Socialist Worker

Private firm to run NHS hospital

by Yuri Prasad
Issue No. 2190

Bosses of global healthcare firms were licking their lips this week as the government prepared to hand the running of an NHS hospital to a private company.

Hinchingbrooke hospital in Cambridgeshire will be the first to be taken over by a non-NHS company. This is a major escalation of health service privatisation.

Campaigners’ anger grew as it became clear that the chair of one company in the bidding is bankrolling a Tory MP.

Care UK is one of five firms hoping to run the hospital. Conservative shadow health minister Andrew Lansley pocketed £21,000 after Care UK chairman, John Nash, decided to fund his personal office.

Campaigners accuse firms bidding to run Hinchingbrooke of wanting to “make a quick buck”. They say workers and patients will suffer as a result.

Martin Booth, head of Cambridge health Unison, told Socialist Worker, “Handing a whole NHS hospital to the private sector has never been done before. It is an extremely serious attack on the principles behind our public health system.

“If the profiteers get their hands on Hinchingbrooke, which they are set to do by September of this year, no other hospital will be safe.

“This is going to be a test case that could determine the future of the health service.

Slash

“What will these firms do to cut the budget deficit? They’ll slash jobs and services.”

Martin says anger at the privatisation plan is spreading.

“We’ve done stalls in Cambridge and been inundated with support,” he says. “People were queuing to sign petitions and grab leaflets.

“The campaign to save Hinchingbrooke’s accident and emergency and its maternity ward, which started more than two years ago, is reviving too.”

Writing to the local Hunts Post newspaper, local resident Jonathan Salt rightly pointed out, “We are told that the future of our accident and emergency unit is safe.

“Can we really believe that?
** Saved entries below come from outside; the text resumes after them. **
PR #574, opened 2026-07-14
fix(snapshot): assign newline to var before case pattern to avoid tokenize-time split

ManveerBhullar:
Put back into draft as i think this fix isnt proper. double checking it on my local

## Problem

`$'\n'` inside a `case` pattern expands to a literal newline at tokenize time, splitting the case branch across lines so `;;` becomes an unexpected token:

```
fm-fleet-snapshot.sh: line 690: syntax error near unexpected token `;;
```

1. bash -n syntax check passed
2. fm-bearings-snapshot.sh runs clean (exit 0)
3. fm-fleet-snapshot.sh --json runs clean (exit 0)
4. All 12 tests in tests/fm-fleet-snapshot-view.test.sh pass

Edit: forgot to mention I'm on macOS

### DIFF
--- a/bin/fm-fleet-snapshot.sh
+++ b/bin/fm-fleet-snapshot.sh
@@ -686,8 +686,9 @@ registry_secondmates_json() {
     if [ "$bytes" -gt "$max_bytes" ]; then
       byte_truncated=true
       content=$(printf "%s" "$content" | LC_ALL=C head -c "$max_bytes")
+      nl=$'\n'
       case "$content" in
-        *$'\n'*) content=${content%$'\n'*} ;;
+        *"$nl"*) content=${content%"$nl"*} ;;
         *) content= ;;
       esac
     fi
@@ -783,8 +784,9 @@ bounded_parent_activities_json() {  # <status-file>
     byte_truncated=false
     if [ "$size" -gt "$max_bytes" ]; then
       byte_truncated=true
+      nl=$'\n'
       case "$content" in
-        *$'\n'*) content=${content#*$'\n'} ;;
+        *"$nl"*) content=${content#*"$nl"} ;;
         *) content= ;;
       esac
     fi


zachlandes:
Confirming this one from the field. After a self-update to main, `bin/fm-fleet-snapshot.sh` stopped parsing at all on macOS system bash (3.2.57):

```
bin/fm-fleet-snapshot.sh: line 690: syntax error near unexpected token `;;'
```

bash 3.2 splits `$'\n'` at tokenize time inside a case pattern, so it's a parse error rather than something that only bites when the truncation branch actually runs. The script dies on every invocation, and it takes `fm-fleet-view.sh` and `fm-bearings-snapshot.sh` with it since both call it. I rolled our checkout back to the previous commit to get them working again.

The fix looks correct to me and it covers both call sites (`registry_secondmates_json` and `bounded_parent_activities_json`).

@kunchenguid can you merge this? Anyone on stock macOS bash has a broken snapshot after updating.

kunchenguid:
quick heads up: i reproduced this on stock macOS Bash 3.2. the current patch still fails to parse before the snapshot code runs, so it doesn't fix the underlying issue and breaks snapshot, fleet view, and Bearings.

i'm working on a separate urgent fix now. it'll replace the problematic nested `case` blocks and add plain `/bin/bash` coverage so this doesn't regress.

kunchenguid:
quick update: the replacement fix is now up at https://github.com/kunchenguid/firstmate/pull/578. it removes the Bash 3.2-incompatible nested case pattern and adds stock `/bin/bash` CI coverage. the full suite is green, including the macOS Bash 3.2 path.

i'm going to continue with that PR and leave this one unmerged. thanks again for catching the underlying issue and putting together the first patch - it helped make the compatibility gap concrete.

ManveerBhullar:
Awesome, glad you were able to figure this out. sorry for the very sparse PR and bug report :)

btw i sent you a linkedin connection request last week if you want to keep in touch , hope you dont find this rude to bring up here.

PR #577, opened 2026-07-14
fix(afk): gate away-mode injection on a confirmed live agent

zachlandes:
## Intent

Fix a verified safety hole: the away-mode supervise daemon could type an escalation digest (plus Enter) into a live shell, executing arbitrary commands when nobody is watching. Root cause: inject_msg (bin/fm-supervise-daemon.sh) gated injection ONLY on composer-emptiness, but the default starship/pure/spaceship shell prompt glyph U+276F (the heavy right-angle quotation mark) is byte-identical to the glyph claude draws for its own empty composer, so a supervisor pane whose agent had exited to a login shell read as an empty agent composer and was injected into. Fix: after the composer-empty check, inject_msg now also calls the pre-existing fm_backend_agent_alive probe (bin/fm-backend.sh; already used by the session-start secondmate-liveness sweep) and injects ONLY on a confident 'alive'. Deliberate decisions a diff-only reviewer would not know: (1) This FAILS CLOSED on purpose - both 'dead' (a bare shell) and 'unknown' (an unreadable pane, or a harness whose liveness is unverifiable for the backend, e.g. pi's generic node interpreter) defer, on the stated principle that a missed escalation is an inconvenience but a command typed into the captain's shell is not; deferred escalations are not lost (buffer + max-defer wedge alarm + afk-exit catch-up flush). A pi-based supervisor in away mode therefore stops receiving injected escalations - this is an accepted, documented consequence, not a regression to fix here. (2) I intentionally did NOT remove the glyph from any character class - that is a band-aid because an empty shell prompt and an empty agent composer are indistinguishable by content; the guard asks what process is running instead. (3) fm-send.sh shares the same content-blindness but is deliberate/firstmate-initiated (not autonomous) and a strict alive-gate there would break steering for every unknown-liveness backend (pi, zellij, orca, cmux); I analyzed and documented it with a recommended separate dead-only guard but deliberately did NOT change fm-send in this PR to keep the safety fix focused. Tests: three deterministic inject_msg units in tests/fm-daemon.test.sh plus a real-shell end-to-end Scenario D in tests/fm-afk-inject-e2e.test.sh, each of which fails against the pre-fix daemon (verified by neutering the gate: the suite exits non-zero with an explicit 'typed into a dead shell' / 'SHELL INJECTION' failure). Test-helper changes in tests/wake-helpers.sh add a pane_current_command reply to the fake tmux so the fake supervisor panes (which stand in for a live agent) report as alive. Docs: amended the one-owner composer-emptiness safety policy in docs/herdr-backend.md (new dated subsection) and corrected the now-inaccurate claim in docs/architecture.md that a bare dead-shell prompt cannot receive an escalation. This is a generic bug affecting every firstmate user with a default shell prompt, intended to go upstream.

## What Changed

- `inject_msg` in `bin/fm-supervise-daemon.sh` now probes `fm_backend_agent_alive` after the composer-empty check and injects only on a confident `alive`. An empty starship/pure prompt glyph (U+276F) is byte-identical to claude's empty-composer glyph, so a supervisor pane whose agent had exited to a login shell previously read as an empty composer and got the escalation digest typed in and submitted as shell commands. The guard fails closed: both `dead` and `unknown` (an unreadable pane, or a harness whose liveness the backend cannot attribute, e.g. pi's generic `node`) defer instead of injecting, so a pi-backed supervisor stops receiving injections in away mode - deferred escalations still survive via the buffer, the wedge alarm, and the afk-exit catch-up flush.
- Because the guard can leave away mode permanently unable to deliver, new `bin/fm-afk-canary-lib.sh` derives and words that verdict in one place, and surfaces it on both the arm path (`bin/fm-afk-launch.sh`) and session start (`bin/fm-bootstrap.sh`, as an `AFK_INJECTION_DISABLED:` diagnostic). It probes the running daemon's own recorded target rather than the current pane, so a firstmate restarted into a new pane learns the daemon is still injecting elsewhere, and reports a vanished target instead of staying quiet.
- The wedge alarm now records why the last inject deferred and reports that cause rather than always blaming a busy pane, and gains a separate debounced, latched pane-gone alarm (its own `.subsuper-pane-gone` marker, one alert per absence episode) that declares supervision DOWN when the supervisor pane vanishes. Captain-facing wording keys off the alarm kind, not the last recorded cause, so a buffer wedge can never render as "away mode is dead". Covered by three deterministic `inject_msg` units in `tests/fm-daemon.test.sh` and a real-shell Scenario D in `tests/fm-afk-inject-e2e.test.sh`, each of which fails against the pre-fix daemon; `bin/fm-send.sh` shares the same content-blindness and is documented in `docs/herdr-backend.md` but deliberately left unchanged here.

## Risk Assessment

⚠️ Medium: A large, safety-critical change to the autonomous away-mode injection path that is well-tested and strictly improves on the pre-existing behavior, but it adds a fail-closed gate that fully disables away-mode escalation delivery for any supervisor whose harness a backend cannot attribute (pi, and any node-wrapped harness) — an accepted, documented regression — and ships with three deliberately deferred robustness gaps in the new alarm and canary paths.

## Testing

Baseline test command had already passed; I re-ran the full suite (68 files, 0 failures) and then produced product-level before/after evidence for the safety fix. Using a real login shell displaying the default starship ❯ glyph, the end-to-end Scenario D shows the fixed daemon refuses to inject and defers the escalation, while a neutered (pre-fix) daemon typed the digest into and executed it in the live shell — the test caught this with an explicit SHELL INJECTION failure. The deterministic inject_msg units confirm the same at the function level, including fail-closed-on-unknown and the alive+empty positive path. I restored the daemon file and verified a clean working tree afterward. This is a CLI/daemon behavior change with no rendered UI surface, so evidence is CLI transcripts rather than screenshots.

<details>
<summary>Evidence: Evidence summary: before/after shell-injection guard</summary>

<code>### A. Real-shell end-to-end (Scenario D)&#10;PRE-FIX (guard neutered):&#10;not ok - Scenario D: the escalation digest was typed into the live shell (found &#39;Supervisor escalate&#39; in the pane) — SHELL INJECTION [e2e exit 1]&#10;WITH FIX:&#10;ok - Scenario D: a dead shell showing a bare starship ❯ prompt is refused — the escalation defers, nothing is typed into the shell [e2e exit 0]&#10;&#10;### B. Deterministic inject_msg units&#10;PRE-FIX (neutered):&#10;not ok - inject_msg typed into a dead shell: send_text_submit ran despite agent_alive=dead (starship-glyph hole)&#10;WITH FIX:&#10;ok - defers on empty-composer dead shell (agent_alive=dead)&#10;ok - defers when agent liveness is unknown (fail closed)&#10;ok - injects only when agent alive and composer empty (positive path)&#10;&#10;### C. Full suite: 68 test files, 0 failures, SUITE_EXIT=0</code>

```text
AFK away-mode shell-injection guard — evidence
==============================================

The hazard: the away-mode daemon typed an escalation digest + Enter into a
supervisor pane whenever the composer read EMPTY. A dead login shell showing the
default starship glyph U+276F (❯) is byte-identical to claude's empty composer,
so a pane whose agent exited read 'empty' and the digest was executed as a shell
command. Fix: inject only when fm_backend_agent_alive confirms a live agent.

### A. Real-shell end-to-end (Scenario D) — the actual product surface

PRE-FIX (agent-liveness guard neutered → gate on composer-emptiness only):
not ok - Scenario D: the escalation digest was typed into the live shell (found 'Supervisor escalate' in the pane) — SHELL INJECTION
  e2e exit: 1 (FAIL — digest was typed into and run by the live shell)

WITH FIX (guard restored):
ok - Scenario D: a dead shell showing a bare starship ❯ prompt is refused — the escalation defers, nothing is typed into the shell
  e2e exit: 0

### B. Deterministic inject_msg units

PRE-FIX (neutered):
not ok - inject_msg typed into a dead shell: send_text_submit ran despite agent_alive=dead even though the composer read empty (starship-glyph hole)
not ok - starship-glyph inject_msg subshell failed

WITH FIX:
ok - inject_msg: defers on an empty-composer dead shell (bare starship ❯ prompt, agent_alive=dead), closing the shell-injection hole
ok - inject_msg: defers when agent liveness is unknown (fail closed), even on a confirmed-empty composer
ok - inject_msg: injects only when the agent is confirmed alive and the composer is confirmed empty (positive path)

### C. Full suite
  68 test files, 0 failures, SUITE_EXIT=0
```
</details>
<details>
<summary>Evidence: Full test suite log (68 files, 0 failures)</summary>

```text
tmux 3.7b
== tests/fm-afk-inject-e2e.test.sh ==
ok - Scenario A: partial input defers injection; digest arrives clean after idle
ok - Scenario B: swallowed Enter produces exactly one clean digest
ok - Scenario C: a normal captain status injects exactly one clean single-line sentinel digest
ok - Scenario D: a dead shell showing a bare starship ❯ prompt is refused — the escalation defers, nothing is typed into the shell
all e2e injection tests passed
== tests/fm-afk-inject-herdr-e2e.test.sh ==
ok - real herdr Scenario A: partial input defers injection; digest arrives clean after idle
ok - real herdr Scenario B: swallowed Enter (via the herdr shim) produces exactly one clean digest
ok - real herdr Scenario C: a normal captain status injects exactly one clean single-line sentinel digest
ok - real herdr Scenario D: a persistently pending composer raises the max-defer wedge alarm, preserves the buffer, and never crashes the daemon
all real-herdr afk injection e2e tests passed
== tests/fm-afk-launch.test.sh ==
ok - clear-stale: removes every away-session delivery artifact the one list names
ok - clear-stale: leaves the durable wake-queue intact (no pending work dropped)
ok - refresh: daemon already alive - stale artifacts preserved (current session's buffer kept)
ok - arm canary: a dead supervisor target warns in the foreground, names the wrong target, and still arms
ok - arm canary: an ambiguous verdict names BOTH its causes and confirms the target before accepting it
ok - arm canary: a live supervisor agent arms with no warning
ok - arm canary: a refresh probes the running daemon's target and says to stop away mode, not just re-arm it
ok - arm canary: a live daemon injecting into a vanished pane is reported loudly, not swallowed
ok - arm canary: an unresolvable pane with no live daemon stays quiet
ok - stop-ordering: daemon SIGTERM'd while .afk still present (flush is not a no-op)
ok - stop-ordering: .afk cleared last
ok - stop-ordering: daemon-terminal record removed
ok - stop identity: stale lock cannot signal an unrelated live process
ok - failed start: away flag and delivery artifacts roll back
ok - concurrent start: one serialized daemon terminal remains tracked
ok - launcher lock: incomplete publication receives initialization grace
ok - launcher signal: TERM exits and releases the lifecycle lock
fm-afk-launch: daemon launched in non-visible herdr workspace ws-partial (pane lab:pane-exact), supervising lab:captain
ok - herdr create: malformed response recovers durable exact ownership
fm-afk-launch: herdr create failed after returning exact ids; closing lab:pane-exact
fm-afk-launch: recorded terminal teardown is unconfirmed; preserving exact id
ok - herdr create error: unconfirmed exact id is persisted for reconciliation
fm-afk-launch: failed to run daemon in herdr pane lab:pane-exact; closing it
fm-afk-launch: recorded terminal teardown is unconfirmed; preserving exact id
ok - herdr run failure: unconfirmed exact id remains reconcilable
fm-afk-launch: failed to persist daemon terminal record; closing tmux:exact-session
ok - record failure: newly created terminal is closed by exact id
fm-afk-launch: daemon did not become ready; closing tmux:exact-session
ok - readiness failure: exact terminal and durable record roll back
fm-afk-launch: daemon did not become ready; closing tmux:exact-session
fm-afk-launch: recorded terminal teardown is unconfirmed; preserving exact id
ok - readiness failure: unconfirmed terminal retains its reconciliation id
ok - tmux absence: clean missing differs from transport probe failure
ok - native lifecycle: launcher owns state with no terminal
ok - native lifecycle: uniform stop clears state without closing a terminal
ok - native entry: launcher-prepared lifecycle state is not rewritten
fm-afk-launch: reconciling leaked daemon terminal tmux:exact-session
fm-afk-launch: recorded terminal teardown is unconfirmed; preserving exact id
ok - teardown failure: exact terminal record is preserved
ok - record publication: failed atomic rename preserves the complete prior record
fm-afk-launch: daemon terminal record is malformed; refusing to act on it
ok - record read: malformed record fails closed without acting on a partial id
fm-afk-launch: daemon terminal record is malformed; refusing to act on it
fm-afk-launch: malformed daemon terminal record; refusing to stop away mode
ok - stop: malformed terminal record preserves away state and fails closed
fm-afk-launch: failed to create detached tmux daemon session 'fm-afk-daemon-2134678404-23528-23822-1784063985'
ok - tmux launch: planned exact target is recorded before creation and removed on failure
fm-afk-launch: failed to create detached tmux daemon session 'fm-afk-daemon-3400271325-23564-7409-1784063985'
ok - tmux launch: unique names eliminate collision teardown
ok - stop validation: malformed record causes no daemon or state side effects
ok - launcher lock: incomplete metadata fails acquisition and releases lock
fm-afk-launch: failed to clear away-mode flag
fm-afk-launch: away mode stopped; terminal teardown remains recorded for retry
ok - stop state: away-flag removal failure is surfaced
fm-afk-launch: away-mode daemon did not exit after SIGTERM; preserving lifecycle state
ok - stop liveness: captured live daemon preserves lifecycle state after lock release
fm-afk-launch: daemon terminal record is malformed; refusing to act on it
fm-afk-launch: daemon terminal record is malformed; refusing to act on it
ok - refresh record: malformed terminal identity fails closed
fm-afk-launch: failed to clear stale away-mode artifacts
ok - clear failure: native entry aborts and restores prior state
fm-afk-launch: reconciling leaked daemon terminal tmux:exact-session
fm-afk-launch: terminal close command failed, but exact absence was confirmed
ok - confirmed absence: cleanup succeeds and removes the stale record
fm-afk-launch: rollback restoration incomplete; backup retained at /var/folders/4n/_bv20k5d26dgrq1t5y4l69940000gn/T//fm-afk-restore-fail.VPsgV8/state/.afk-launch-backup.wlwtsZ
ok - rollback restore: incomplete restoration retains its recovery backup
ok - rollback: every away-session artifact a failed arm can write is cleared
ok - flag failure: lifecycle aborts without active state
ok - herdr e2e: captain tab pane count unchanged after start (no split)
ok - herdr e2e: daemon launched in a separate non-visible workspace
ok - herdr e2e: daemon pane is NOT in the captain's tab
ok - herdr e2e: daemon terminal scoped to the lab session
ok - herdr e2e: captain tab pane count restored after stop
ok - herdr e2e: daemon workspace removed by exact id on stop
ok - herdr e2e: record + .afk cleared on stop
ok - tmux e2e: captain window pane count unchanged after start (no split-window)
ok - tmux e2e: daemon launched in a separate detached session
ok - tmux e2e: captain window pane count unchanged after stop
ok - tmux e2e: daemon session killed by exact id on stop
ok - tmux e2e: record + .afk cleared on stop
== tests/fm-arm-pretool-check.test.sh ==
ok - matrix A01: allow through all five entry forms
ok - matrix A02: allow through all five entry forms
ok - matrix A03: allow through all five entry forms
ok - matrix A04: allow through all five entry forms
ok - matrix A05: allow through all five entry forms
ok - matrix A06: allow through all five entry forms
ok - matrix A07: allow through all five entry forms
ok - matrix A08: allow through all five entry forms
ok - matrix A09: allow through all five entry forms
ok - matrix A10: allow through all five entry forms
ok - matrix A11: allow through all five entry forms
ok - matrix A12: allow through all five entry forms
ok - matrix A13: allow through all five entry forms
ok - matrix A14: allow through all five entry forms
ok - matrix A15: allow through all five entry forms
ok - matrix A16: allow through all five entry forms
ok - matrix A17: allow through all five entry forms
ok - matrix R01: allow through all five entry forms
ok - matrix R02: allow through all five entry forms
ok - matrix R03: allow through all five entry forms
ok - matrix R04: allow through all five entry forms
ok - matrix R05: allow through all five entry forms
ok - matrix R06: al

... [103640 bytes truncated] ...

ff plain stale identities for daemon-owned pause triage
== tests/fm-watcher-lock.test.sh ==
ok - guard banner leads when down with pending wakes (re-arm-after-drain) and stays silent when fresh
ok - watch restart reports a healthy peer without attaching to it
ok - arm attaches to a live fresh watcher and exits only when that cycle ends
ok - arm attaches to a peer watcher after child stands down and exits when peer dies
watcher: lock held by live pid 5522 but heartbeat is stale for 837350992s (>300s); inspect or stop that watcher before re-arming.
== tests/fm-x-mode.test.sh ==
ok - fm-x-poll is a hard no-op without a token (inert default)
ok - fm-x-poll treats an explicitly empty env token as configured
ok - fm-x-poll stays silent on HTTP 204 (the common case)
ok - fm-x-poll lets an explicitly empty relay env override .env
ok - fm-x-poll surfaces auth/config errors once and clears on recovery
ok - fm-x-poll stashes the question and prints the compact marker
ok - fm-x-poll preserves in_reply_to conversation context in the inbox
ok - fm-x-poll reports inbox commit failures without emitting a mention wake
ok - fm-x-poll requires a non-empty question before waking
ok - fm-x-poll rejects an unsafe request_id (path-traversal guard)
ok - fm-x-reply posts a request-bound answer and echoes only the request_id
ok - fm-x-reply accepts the reply via --text-file and stdin (safe, unexpanded)
ok - fm-x-reply exits non-zero on a non-2xx relay response
ok - fm-x-reply cleans up auth header temp files on interrupted posts
ok - fm-x-reply rejects missing arguments with a usage error
ok - fm-x-reply --help makes image support discoverable
ok - fm-x-reply rejects whitespace-only reply text
ok - fm-x-reply dry-run records the would-be reply and never posts
ok - fm-x-reply dry-run works without a token
ok - fm-x-reply honors FMX_DRY_RUN from .env
ok - fm-x-reply lets an explicitly empty dry-run env override .env
ok - fm-x-reply dry-run fails when it cannot record the preview
ok - fmx_split_thread: word-boundary, fence-aware, within-limit, numbered, lossless, capped
ok - fm-x-reply keeps a concise reply as a single unnumbered tweet
ok - fm-x-reply auto-splits a long reply into a numbered thread (texts[])
ok - fm-x-reply uses the Discord inbox platform budget instead of the X tweet budget
ok - fm-x-reply keeps numeric X requests on the X tweet budget
ok - fm-x-reply prefers an explicit relay-provided reply limit
ok - fm-x-reply clamps a below-floor max to 50 characters
ok - fm-x-reply posts a thread payload (texts[]) to the relay
ok - fm-x-reply --image posts an image object on answer
ok - fm-x-reply streams large image payloads outside curl argv
ok - fm-x-reply dry-run records compact image metadata for threaded replies
ok - fm-x-reply cleans image and payload temp files
ok - fm-x-reply --image rejects missing and unsupported image paths clearly
ok - fm-x-reply --followup posts to /connector/followup with the same request-bound body
ok - fm-x-reply maps a followup_unavailable follow-up 409 to exit 9
ok - fm-x-reply maps every follow-up 409 to exit 9 even without the marker
ok - fm-x-reply treats answer-endpoint 409 as a generic failure
ok - fm-x-reply --followup --image posts an image object
ok - fm-x-reply --followup is accepted in any position and leaves the answer path default
ok - fm-x-reply --followup dry-run marks the endpoint without changing the answer path
ok - fm-x-reply --followup auto-splits a long follow-up into a marked thread
ok - fm-x-reply followup dry-run keeps endpoint marker and compact image metadata
ok - fm-x-poll records the durable per-request reply context from the relay payload
ok - context registry retention is bounded to the seven-day follow-up window
ok - context registry rewrites preserve the first-seen timestamp
ok - context retention starts only when a live initial answer succeeds
ok - a delayed Discord follow-up stays one message after inbox cleanup via the durable registry
ok - an X follow-up over 280 still splits correctly after inbox cleanup
ok - every unresolved follow-up is refused before posting
ok - a partial registry platform combines with the relay's authoritative budget
ok - concurrent requests each recover their own platform/budget with no cross-overwrite
ok - fm-x-dismiss clears the durable per-request context (a dismissed mention gets no follow-up)
ok - fm-x-dismiss posts a request-bound dismiss and echoes only the request_id
ok - fm-x-dismiss dry-run records the would-be body and never posts
ok - fm-x-dismiss dry-run works without a token
ok - fm-x-dismiss exits non-zero on a non-2xx relay response
ok - fm-x-dismiss exits non-zero on a transport failure
ok - fm-x-dismiss rejects an unsafe request_id (path-traversal guard)
ok - fm-x-dismiss rejects missing or extra arguments with a usage error
ok - fm-x-link records and refreshes the X-request link without disturbing meta
ok - fm-x-link records Discord platform context so follow-ups keep the Discord budget
ok - fm-x-link resolves the platform by request_id so a post-cleanup link keeps the Discord budget
ok - fm-x-link warns loudly and the follow-up is held (not wrongly split) when the platform is unknown
ok - fm-x-link paired carry flags preserve a prior task's follow-up binding onto a successor
ok - fm-x-link recovery relink preserves Discord platform context after inbox drain
ok - fm-x-link rejects malformed or unpaired carry flags
ok - meta rewrites are independent of TMPDIR
ok - fm-x-link rejects unsafe ids, missing meta, and missing arguments
ok - fm-x-followup --check reports postable / not-linked correctly
ok - fm-x-followup --check prunes a link past the 7-day window
ok - fm-x-followup --check prunes a link that already reached the follow-up cap
ok - fm-x-followup posts a follow-up, increments the counter, and keeps the link under the cap
ok - fm-x-followup --final clears the link after one post regardless of the remaining count
ok - fm-x-followup clears the link once the third follow-up reaches the cap
ok - fm-x-followup --image forwards the attachment through fm-x-reply --followup
ok - fm-x-followup keeps the link and counter when the post fails
ok - fm-x-followup tombstones the link when a post-success counter write fails
ok - fm-x-followup treats a relay cap/window rejection as an already-exhausted link, not a retry
ok - fm-x-followup skips silently and clears the link past the 7-day window
ok - fm-x-followup is a no-op for a task with no X link
ok - fm-x-followup dry-run records the follow-up and increments the counter, keeping the link
ok - fm-x-followup dry-run --final clears the link just as a live post would
ok - fm-x-followup rejects malformed invocations
ok - bootstrap activates X mode from an .env token, idempotently
ok - bootstrap reports missing X-mode dependencies before arming
ok - bootstrap does not report X mode on when activation artifacts cannot be written
ok - bootstrap is inert without a non-empty .env token (non-X users unaffected)
ok - bootstrap cleans up X artifacts on opt-out and is silent once off
ok - bootstrap reports failed X artifact cleanup on opt-out
SUITE_EXIT=0
```
</details>
<details>
<summary>Evidence: Pre-fix (neutered) e2e — SHELL INJECTION failure</summary>

```text
ok - Scenario A: partial input defers injection; digest arrives clean after idle
ok - Scenario B: swallowed Enter produces exactly one clean digest
ok - Scenario C: a normal captain status injects exactly one clean single-line sentinel digest
not ok - Scenario D: the escalation digest was typed into the live shell (found 'Supervisor escalate' in the pane) — SHELL INJECTION
```
</details>
<details>
<summary>Evidence: Fixed e2e — Scenario D refuses injection</summary>

```text
ok - Scenario A: partial input defers injection; digest arrives clean after idle
ok - Scenario B: swallowed Enter produces exactly one clean digest
ok - Scenario C: a normal captain status injects exactly one clean single-line sentinel digest
ok - Scenario D: a dead shell showing a bare starship ❯ prompt is refused — the escalation defers, nothing is typed into the shell
all e2e injection tests passed
```
</details>
<details>
<summary>Evidence: Pre-fix (neutered) inject_msg units — failures</summary>

```text
ok - pane_input_pending: bare prompts are not pending (idle)
ok - max-defer on an empty stuck pane types once, alarms with the swallowed-Enter cause, and preserves the buffer
ok - max-defer on a pending composer alarms without typing, naming the composer as the cause
/Users/zacharylandes/.no-mistakes/worktrees/01004ff68993/01KXFBCYZTCDTN4KY16GR41M1S/bin/fm-supervise-daemon.sh: line 752: 12893 Terminated: 15          sh -c 'sleep 30 & printf "%s" "$!" > "$1"; wait' sh "$child_file"
ok - pane_is_busy: herdr falls back to the shared regex-over-capture reader when native busy_state is unknown
ok - pane_is_busy: herdr corroborates native idle with the shared regex-over-capture reader
ok - pane_is_busy: omitted backend arg defaults to tmux (pre-existing callers unaffected)
not ok - inject_msg typed into a dead shell: send_text_submit ran despite agent_alive=dead even though the composer read empty (starship-glyph hole)
not ok - starship-glyph inject_msg subshell failed
```
</details>
- Evidence: Fixed inject_msg units — pass (local file: <code>/var/folders/4n/_bv20k5d26dgrq1t5y4l69940000gn/T/no-mistakes-evidence/01KXFBCYZTCDTN4KY16GR41M1S/fixed-fm-daemon-units.log</code>)
- Outcome: 🔧 1 issue found → auto-fixed ✅ across 2 runs (56m48s)

## Pipeline

_... (7 earlier update rounds omitted to keep the PR body within GitHub's 65536-char limit; full history is in the run log.)_

<details>

🔧 Fix: alarm the away captain when the supervisor pane vanishes
- ⚠️ `bin/fm-supervise-daemon.sh:958` - pane_gone_wedge_alarm calls inject_wedge_alarm with no buffer gate, so the alarm fires even when nothing is buffered - and it inherits inject_wedge_alarm&#39;s escalation-centric wording. Housekeeping&#39;s max-defer alarm (line 1004) gates on `[ -s &#34;$state/.subsuper-escalations&#34; ]`; this one does not. Worse, the buffer cannot grow while the pane is gone: the main-loop backoff `continue`s past the wake handling that calls escalate_add, so a buffer that was empty when the pane vanished stays empty for the entire away window. In that case the captain&#39;s Notification Center alert reads &#34;away-mode escalations WEDGED 300s undelivered (pane-gone)&#34; (line 922), the durable marker&#39;s header repeats it (line 902) with an empty &#34;Buffered items:&#34; list beneath, and the ERROR log says &#34;away-mode escalation undelivered 300s&#34; - three statements about undelivered escalations that do not exist, repeated once per max-defer window for as long as the daemon lives. The number is also the pane&#39;s absence, not any escalation&#39;s age. Concrete case: crew work finishes and flushes, the buffer empties, then firstmate&#39;s pane dies; the captain wakes to a stack of alerts telling them escalations are stuck, goes looking for them, and finds none - while the actual message (&#34;away mode is dead, restart it&#34;) is only implied by the `(pane-gone)` tag. Firing the alarm here is right and is what was asked for; the fix is to branch the summary, marker header, and ERROR line on cause=pane-gone (say the supervisor pane is gone and away mode can deliver nothing, and state the buffered count) rather than reusing the undelivered-escalation framing.
- ℹ️ `bin/fm-supervise-daemon.sh:1569` - When the target resolves again the main loop only resets PANE_GONE_SINCE; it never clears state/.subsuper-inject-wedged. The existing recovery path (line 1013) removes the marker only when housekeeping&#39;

If decisions on the running of our hospital are to be taken on the basis of profit for shareholders, how can we be sure that our casualty unit is safe?”

Martin Booth says health unions like his need to move quickly to take advantage of the mood for a fight.

“I think it is vital we launch a massive campaign. We need marches and rallies with full regional and national support. These could unite patients and health workers.”

Private health firms are hoping that, whoever wins the next election, they will be the main beneficiaries of the NHS cuts all the main parties are promising.

That makes every act of resistance to the cuts now vital.